Activity →
Go to the line in the entries below that holds "So my thought" and repeat exactly from there through the line that holds "tackled more urgently?", inclusive.

Exercise materials →
PR #20, opened 2025-09-10
CI adjustments because things did not work out first try

brunopagno:
In this PR

- Try using github API to create a new tag, so that the release workflow triggers (it did not with the current approach)
- Add manual dispatch for the release workflow, in case things fail

### DIFF
--- a/.github/workflows/tag-version.yml
+++ b/.github/workflows/tag-version.yml
@@ -18,15 +18,15 @@ jobs:
           fetch-depth: 0 # fetch all tags
 
       - name: Tag and push if new version
+        env:
+          GH_TOKEN: ${{ secrets.GITHUB_TOKEN }}
         run: |
           VERSION=$(jq -r .version package.json)
           TAG="v$VERSION"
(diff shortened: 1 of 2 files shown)


.github/workflows/tag-version.yml
```diff
@@ -18,15 +18,15 @@ jobs:
           fetch-depth: 0 # fetch all tags
 
       - name: Tag and push if new version
+        env:
+          GH_TOKEN: ${{ secrets.GITHUB_TOKEN }}
```
akabiru, line 22: Q: Do we set a service token from openproject-ci or a personal token? I've found the former to be more future proof

akabiru (approved):
🥇

.github/workflows/tag-version.yml
brunopagno: It's a github thing that's available by default for actions (if I understood correctly) https://docs.github.com/en/actions/tutorials/authenticate-with-github_token

So it's not really a provided token, more like internals of github actions.

PR #36, opened 2025-09-18
Update blocknote to 0.39 and make necessary adjustments

brunopagno:
BlockNote 0.39 did some changes. I've tested out and needed to make one adjustment in the library, so releasing new version here

https://github.com/TypeCellOS/BlockNote/releases/tag/v0.39.0

Plus, I was reading more about peerDependencies in nodejs projects and the numbers there should probably be more lenient - https://nodejs.org/en/blog/npm/peer-dependencies

So BlockNote we kinda depend on 0.39+ now, but for react I am guessing it can be a bit broader


package.json
```diff
@@ -17,6 +17,7 @@
     "preview": "vite preview"
   },
   "devDependencies": {
+    "@blocknote/mantine": "^0.39.0",
```
judithroth, line 20: So this is a dev dependency now? Don't we need that as a regular dependency or peerDependency?

lib/helpers.ts
```diff
@@ -10,5 +10,5 @@ export function getDefaultOpenProjectSlashMenuItems(editor: any): any[] {
 }
 
 export const defaultOpenProjectBlockSpecs = {
-  "openProjectWorkPackage": openProjectWorkPackageBlockSpec,
+  "openProjectWorkPackage": openProjectWorkPackageBlockSpec(),
```
judithroth, line 13: When running the test project with `npm run dev` I'm getting an error:

```
Uncaught TypeError: openProjectWorkPackageBlockSpec is not a function
    at ￼helpers.ts:13:29
```

judithroth (commented):
Wow, only release 2 hours ago and you've done an update :rocket: :rocket: :rocket: 

Thanks for the link on peer dependencies! TIL :)
From the changes here I can't see why we would depend solely on blocknote greater than 0.39.0 now :sweat_smile: the article you linked advocates for having peer dependencies as relaxed as possible and I think that's a good advice.

However, something seems not to be working here. Not sure if the change was just a typo or on purpose.

lib/helpers.ts
judithroth: Not sure what I did now, but for some reason the error message changed now.
```
chunk-HWZ3UXOC.js?v=70691fba:18696 Uncaught Error: [tiptap error]: The editor view is not available. Cannot access view['root']. The editor may not be mounted yet.
```

package.json
brunopagno: I mentioned yesterday that it's possible to setup BlockNote with Mantine or [AriaKit](https://www.blocknotejs.org/docs/getting-started/ariakit) (and there's yet another option).

So my thought process was to make the component library an internal dependency for op-blocknote-extensions, and only leave as *peerDependencies* the other two blocknote ones. This should allow whoever consumes this library to use any frontend toolkit they wish

lib/helpers.ts
brunopagno: Great catch. I had not noticed that error. I need to investigate.

brunopagno:
The error on Chrome seems to happen inside BlockNote itself, so I ended up [raising an issue with them](https://github.com/TypeCellOS/BlockNote/issues/2015).

My take is that we are not ready for 0.39, so I also marked as blocked the PR on OpenProject github.com/opf/openproject/pull/20367

package.json
judithroth: But I assume if we write our macros with that frontend-kit (whichever we decide on), then probably everyone who wants to use this plugin also needs that frontend-kit so that our blocks etc. render correctly? Otherwise we would have to developt and test against multiple frontend-kits, wouldn't we? :sweat_smile:

judithroth (approved):
LGTM! :+1: Thanks for keeping us up-to-date.

PR #37, opened 2025-09-18
[#67543] Add test framework

judithroth:
https://community.openproject.org/work_packages/67543

This should be a "kick off" for adding tests to the project. So that when new changes are made, tests can be added on the go. I also added coverage, because when having a test suite it's always also important to know the blind spots of that test suite.

If you'd prefer something to be different, please let me know :)


brunopagno (commented):
Hey, this is absolutely briliant @judithroth. Thanks for putting it together 🙇 

I think we're good with this setup. The test files being in a separate `test` folder (as opposed to living alongside the files being tested) sets up a good precedent in case we ever need to do specific initialization of the test setup. So 👍 

I am not sure about coverage, though. I do not think we will do extensive testing of the components themselves, more like hooks and services. So we will likely never be at 100%. That said having coverage information is never a problem, so I'll trust your instinct.

brunopagno (approved):

PR #42, opened 2025-10-02
deps: Bump BlockNote to 0.40.0, add Mantine dev deps

myabc:
See TypeCellOS/BlockNote#2033


myabc:
> Is that okay for you or do you think this should be tackled more urgently?

It's not urgent. However if you want to tackle it together, we could pair on Wednesday. I'll ping you.

PR #63, opened 2025-11-25
[#68811] Add translations to the rich-link work package slash command

judithroth:
This is kind of an intermediate PR to get things out that are reviewable so far, although the crowdin support is still missing (I wasn't able to create a project in the "opf" namespace there yet)


lib/locales/en/OpenProjectWorkPackageTranslations.tsx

Result below →
So my thought process was to make the component library an internal dependency for op-blocknote-extensions, and only leave as *peerDependencies* the other two blocknote ones. This should allow whoever consumes this library to use any frontend toolkit they wish

lib/helpers.ts
brunopagno: Great catch. I had not noticed that error. I need to investigate.

brunopagno:
The error on Chrome seems to happen inside BlockNote itself, so I ended up [raising an issue with them](https://github.com/TypeCellOS/BlockNote/issues/2015).

My take is that we are not ready for 0.39, so I also marked as blocked the PR on OpenProject github.com/opf/openproject/pull/20367

package.json
judithroth: But I assume if we write our macros with that frontend-kit (whichever we decide on), then probably everyone who wants to use this plugin also needs that frontend-kit so that our blocks etc. render correctly? Otherwise we would have to developt and test against multiple frontend-kits, wouldn't we? :sweat_smile:

judithroth (approved):
LGTM! :+1: Thanks for keeping us up-to-date.

PR #37, opened 2025-09-18
[#67543] Add test framework

judithroth:
https://community.openproject.org/work_packages/67543

This should be a "kick off" for adding tests to the project. So that when new changes are made, tests can be added on the go. I also added coverage, because when having a test suite it's always also important to know the blind spots of that test suite.

If you'd prefer something to be different, please let me know :)


brunopagno (commented):
Hey, this is absolutely briliant @judithroth. Thanks for putting it together 🙇 

I think we're good with this setup. The test files being in a separate `test` folder (as opposed to living alongside the files being tested) sets up a good precedent in case we ever need to do specific initialization of the test setup. So 👍 

I am not sure about coverage, though. I do not think we will do extensive testing of the components themselves, more like hooks and services. So we will likely never be at 100%. That said having coverage information is never a problem, so I'll trust your instinct.

brunopagno (approved):

PR #42, opened 2025-10-02
deps: Bump BlockNote to 0.40.0, add Mantine dev deps

myabc:
See TypeCellOS/BlockNote#2033


myabc:
> Is that okay for you or do you think this should be tackled more urgently?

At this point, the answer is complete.